CHICOPEE, Mass. (WWLP) – If the recent change from summer to fall has you feeling down, you are not alone.
Seasonal affective disorder, or SAD, is a type of depression that is related to changes in season and begins and ends at about the same time every year, according to the Mayo Clinic.
Most people’s symptoms start in the fall and will continue into the winter months and typically make people feel moody, but the symptoms often resolve in the springtime.
Symptoms of SAD
Symptoms may start out mild and become more severe as the season progresses. Some of the signs and symptoms may include:
- Feeling listless, sad, or down most of the day, nearly every day
- Losing interest in activities you once enjoyed
- Having low energy and feeling sluggish
- Having problems with sleeping too much
- Experiencing carbohydrate cravings, overeating, and weight gain
- Having difficulty concentrating
- Feeling hopeless, worthless, or guilty
- Having thoughts of not wanting to live
If you have SAD in the fall and winter, some more specific symptoms include:
- Appetite changes, especially a craving for foods high in carbohydrates
- Weight gain
- Tiredness or low energy
If you have SAD in the spring and summer, some of those symptoms include:
- Trouble sleeping (insomnia)
- Poor appetite
- Weight loss
- Agitation or anxiety
- Increased irritability
- Your biological clock (circadian rhythm). The reduced level of sunlight in fall and winter may cause winter onset. This decrease in sunlight might disrupt your body’s internal clock and lead to feelings of depression.

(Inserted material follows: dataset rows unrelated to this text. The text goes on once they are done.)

PR #563, opened 2025-06-16
[WIP] add partition update

### LINKED ISSUE #511: Support lws partitioned for update

lixin010:
#### What type of PR is this?
/kind feature

add partition update for the canary deployment

Fixes #511 

```release-note

```

### DIFF
--- a/api/leaderworkerset/v1/leaderworkerset_types.go
+++ b/api/leaderworkerset/v1/leaderworkerset_types.go
@@ -248,6 +248,16 @@ const (
 
 // RollingUpdateConfiguration defines the parameters to be used for RollingUpdateStrategyType.
 type RollingUpdateConfiguration struct {
+	// Partition indicates the ordinal at which the lws should be partitioned for updates.
+	// During a rolling update, all the groups from ordinal Partition to Replicas-1 will be updated.
+	// The groups from 0 to Partition-1 will not be updated. 
+	// This is helpful in being able to do a canary based deployment. 
+	// The default value is 0.
+	//
+	// +optional
+	// +kubebuilder:default=0
+	Partition *int32 `json:"partition,omitempty"`
+
 	// The maximum number of replicas that can be unavailable during the update.
 	// Value can be an absolute number (ex: 5) or a percentage of total replicas at the start of update (ex: 10%).
 	// Absolute number is calculated from percentage by rounding down.
--- a/pkg/controllers/leaderworkerset_controller.go
+++ b/pkg/controllers/leaderworkerset_controller.go
@@ -336,6 +336,9 @@ func (r *LeaderWorkerSetReconciler) rollingUpdateParameters(ctx context.Context,
 func (r *LeaderWorkerSetReconciler) SSAWithStatefulset(ctx context.Context, lws *leaderworkerset.LeaderWorkerSet, partition, replicas int32, revisionKey string) error {
 	log := ctrl.LoggerFrom(ctx)
 
+	// Limit the replicas with less than lwsPartition will not be updated.
+	partition = max(partition, *lws.Spec.RolloutStrategy.RollingUpdateConfiguration.Partition)
+
 	// construct the statefulset apply configuration
 	leaderStatefulSetApplyConfig, err := constructLeaderStatefulSetApplyConfiguration(lws, partition, replicas, revisionKey)
 	if err != nil {
@@ -384,8 +387,10 @@ func (r *LeaderWorkerSetReconciler) updateConditions(ctx context.Context, lws *l
 	}
 
 	updateStatus := false
-	readyCount, updatedCount, updatedNonBurstWorkerCount, currentNonBurstWorkerCount, updatedAndReadyCount := 0, 0, 0, 0, 0
+	readyCount, updatedCount := 0, 0
+	partitionedUpdatedNonBurstCount, partitionedCurrentNonBurstCount, partitionedUpdatedAndReadyCount := 0, 0, 0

- Serotonin levels. A drop in serotonin, a brain chemical (neurotransmitter) that affects mood, might play a role. Reduced sunlight can cause a drop in serotonin which may trigger depression.
- Melatonin levels. The change in season can disrupt the balance of the body’s level of melatonin, which plays a role in sleep patterns and mood.
On Sunday, November 5 at 2:00 a.m. local time, our clocks will go back an hour and we will gain an extra hour of sleep, which is part of the twice-annual time change. This change in our sleep schedule is also a main cause of SAD.
How to Prevent
If you take steps early on to manage symptoms, you might be able to prevent them from getting worse. Treatment can help prevent complications, especially if you get diagnosed and treated before symptoms arise.
Some people find it helpful to begin treatment before the symptoms would normally start in the fall or winter and then continue treatment past the time that symptoms would stop. Other people need continuous treatment to help prevent symptoms from returning.
If you feel down for multiple days at a time and you can’t get motivated to do activities you normally enjoy, see your healthcare provider. This is important if your sleep patterns and appetite have changed, you turn to alcohol for comfort or relaxation, or you feel hopeless or think about suicide.